Crédits photo : RADIO FRANCE/ CHRISTOPHE ABRAMOWITZ
À son inauguration en 2021, quel était le pari d’Epsiloon ? Est-il tenu aujourd’hui ?
Avec ce magazine, nous cherchions à rapprocher la science des citoyens. Nombreux sont en effet ceux qui se sentent mis à l’écart de cette discipline, car trop obscure, nébuleuse ou difficile à comprendre. Aujourd’hui, nous vivons dans une ère de plus en plus marquée par la technologie, dans laquelle chacun expérimente cette modernité et se questionne au quotidien. En fournissant des clés pour comprendre le monde de façon ni poussiéreuse ni effrayante, Epsiloon a plus que jamais sa place. Nous proposons un magazine simple à lire, esthétique et frais. La science est belle et offre des images époustouflantes : autorisons-nous à mettre le beau au premier plan ! Nous sommes fiers d’avoir visé juste et d’avoir réussi à toucher une cible fidèle avec le ton que nous avons créé.
L’information scientifique peut-elle parler à tout le monde ?
La science reste le meilleur moyen de parler du monde actuel : c’est un prisme de lecture duquel on peut tirer des enseignements généraux sur le monde. Chez Epsiloon, nous n’avons pas vocation à transmettre un savoir ni d’ambition de donner des leçons. Notre rôle est d’évoquer l’actualité sous un angle scientifique, en sélectionnant les sujets les plus pertinents pour éclairer nos lecteurs. De cette façon, nous permettons à la science de faire partie de leur univers mental.

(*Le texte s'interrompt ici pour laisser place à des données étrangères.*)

PR #4341, opened 2025-09-05
fix(l1): `ethrex_replay` temporary fix for block header hashes

tomip01:
**Motivation**

`ethrex_replay` was broken due to not finding the current block header in the `block_headers` map.

**Description**

Temporary solution for fixing it.
Initialize the header by looking it in the block

### DIFF
--- a/cmd/ethrex_replay/src/fetcher.rs
+++ b/cmd/ethrex_replay/src/fetcher.rs
@@ -52,35 +52,15 @@ pub async fn get_blockdata(
         ));
     }
 
-    debug!("Getting block data from RPC for block {requested_block_number}");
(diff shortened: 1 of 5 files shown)


ilitteri (approved):

xqft (approved):

tomip01:
> I'd add a comment like this one in order to be more clear about what we are doing: `/// Hashes headers in witness and in blocks only once if they are repeated to avoid double hashing.`

Done here [4688d09](https://github.com/lambdaclass/ethrex/pull/4341/commits/4688d097b3805cf633d6c76b5bf03debaba7f6fc)

Issue #4081, opened 2025-08-19
L1/L2: investigate possible 64-bit assumption problem in SP1


xqft:
We suspect that some problems during block execution/proving with SP1 are because we have assumptions in ethrex/levm that `usize`'s are 64 bit, whilst the SP1 zkVM is a 32 bit machine. This is a result of some blocks executing successfully with the `exec` backend but failing to do so in the SP1 zkVM.

There are two ways to approach this:
1. Find all occurrences in which we have a 64 bit assumption and fix them.
2. Wait for SP1 6.0.0, which apparently changes the architecture of the zkVM to 64 bit, as seen in the v6.0.0 of [this patch](https://github.com/sp1-patches/rust-secp256k1/compare/patch-0.29.1-sp1-4.1.0...patch-0.29.1-sp1-6.0.0), and re-execute the failing blocks.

La science dit-elle toujours le vrai ? Pourquoi certains n’y croient-il pas ?
La science a une certaine humilité concernant le « vrai », car elle ne dépeint la réalité que de façon momentanée. Toutes les vérités scientifiques sont temporairement vraies, jusqu’à ce qu’un nouveau travail de recherche vienne les bouleverser, les relativiser ou les étayer. La méthode scientifique, par essence, détermine des limites aux faits exposés. Par exemple, au sujet du réchauffement climatique, il est possible de donner des prévisions, mais ces estimations sont toujours accompagnées d’incertitudes, de précautions. Au vu de l’actualité, les lecteurs ont plus que jamais besoin de rigueur. Certains adhèrent à des théories fumeuses car nous fonctionnons tous avec des biais cognitifs, on sélectionne les informations que l’on rencontre pour ne retenir que ce qui va dans notre sens. Pour autant, la complexité du discours scientifique ne doit pas être rebutante. Nous avons ainsi choisi de présenter notre rubrique « Le casse-tête de… » sous forme de labyrinthe, pour assumer la complexité des sujets évoqués. On ne cherche pas à masquer le fait que plusieurs avis sont possibles : au contraire, on le met en avant en exposant les tenants et aboutissants du sujet sans forcément donner de réponse tranchée.
Face aux fake news et à la défiance grandissante envers les médias, quel rôle endosse l’information scientifique ?
Dans le cadre du COVID et du réchauffement climatique, le travail de « fact checking » des journalistes est devenu de plus en plus important. Toutefois, de telles rubriques ne sont pas toujours pertinentes dans un magazine scientifique. Pour moi, le problème doit être abordé autrement : en familiarisant les gens avec la science et en les amenant à se questionner par eux-mêmes plutôt qu’en leur disant quoi penser. Le meilleur moyen de lutter contre le charlatanisme, les fausses informations et les théories du complot, ce n’est pas de donner des leçons au lecteur mais de lui offrir toutes les clés pour comprendre par lui-même : chiffres, cartes, graphiques… C’est une bonne façon d’affuter son discernement sur ce qu’il voit et entend, en utilisant son esprit critique. Face à la défiance croissante envers les médias et les journalistes, nous nous devons plus que jamais de rapprocher le lecteur de nous et de le rassurer, en lui prouvant que nous ne sommes pas défenseurs d’un parti plus que d’un autre. Nous avons une position d’observateur, et notre seule orientation, c’est la rationalité ! D’ailleurs, notre statut de journaliste nous empêche d’avoir un quelconque lien d’intérêt avec un sujet, ce qui nous permet de rester totalement au service du lecteur, et de lui seul. C’est là toute l’utilité sociale de notre métier.